Heyday Records is an independent record label founded in 1988 by Pat Thomas. Rolling Stone has called Heyday "one of the ten most adventurous small labels in the world."

The label, later run by Ron Gompertz and Robert Rankin Walker, has released music of various genres over the course of its existence. Some of the early artists that helped Heyday evolve were Steven Roback of Rain Parade, Jack Waterson of Green on Red, Barbara Manning, Miles Corbin of the Aqua Velvets, and label founder Pat Thomas as a recording artist.

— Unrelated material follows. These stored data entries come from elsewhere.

PR #196, opened 2022-05-29
Store isExperimental in local storage.

xPolar:
No issue, discussed in Discord VC.

Store isExperimental in local storage so the debug option in the experimental menu stays consistent on reload.


jamiepine (dismissed):

packages/interface/src/components/device/Stores.tsx
```diff
@@ -1,5 +1,19 @@
...
+const setLocalStorage = (key: string, value: any) =>
+	window.localStorage.setItem(key, JSON.stringify(value));
+
+type NodeState = {
+	isExperimental: boolean;
+	setIsExperimental: (experimental: boolean) => void;
+};
+
+export const useNodeStore = create<NodeState>((set) => ({
+	isExperimental: getLocalStorage('isExperimental') || false,
```
maxichrome, line 13: does this query local storage every time the value is accessed or only if setIsExperimental has been called?

maxichrome (approved):
Sweet, having this persisted will be super nice; just one comment to consider re: refetching from localStorage.

packages/interface/src/components/device/Stores.tsx
xPolar: wdym

maxichrome: as in, does this call `getLocalStorage()` every time you access `useNodeStore().isExperimental`, or only when `create()` is called initially and when the setter is run?

xPolar: It does it every time.

maxichrome: Should be fine but we could revisit later for efficiency and all that good stuff

maxichrome (approved):
pog

PR #199, opened 2022-05-29
fix: windows - window borders

KodingDev:


mmattbtw (approved):
it work on le mac still
image

maxichrome (approved):
Looks good! appProps shouldn't change much (if at all) so I don't think recomputation will be too expensive atm

Brendonovich (approved):

PR #200, opened 2022-05-29
fix: volumes dropdown

KodingDev:


maxichrome (approved):
I'm happy to merge this for now and we can rework the transition later on. Thanks for your contributions @KodingDev :)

Over the years, Heyday has released works by artists such as Roback's Viva Saturn, Penelope Houston (of The Avengers), Chris Von Sneidern, Club Foot Orchestra, Connie Champagne, Buck Naked and the Bare Bottom Boys, The Dave and Deke Combo (featuring Deke Dickerson), Baby Snufkin, The Aquamen, and Aqua Velvets. The label's artists also include Marty Willson-Piper, Tommy Tutone, David J. (of Bauhaus and Love and Rockets) and Jay Aston. The label's releases in 2014 included albums by Noctorum (featuring Marty Willson-Piper of The Church), Gino and the Lone Gunmen, and The Forty Nineteens.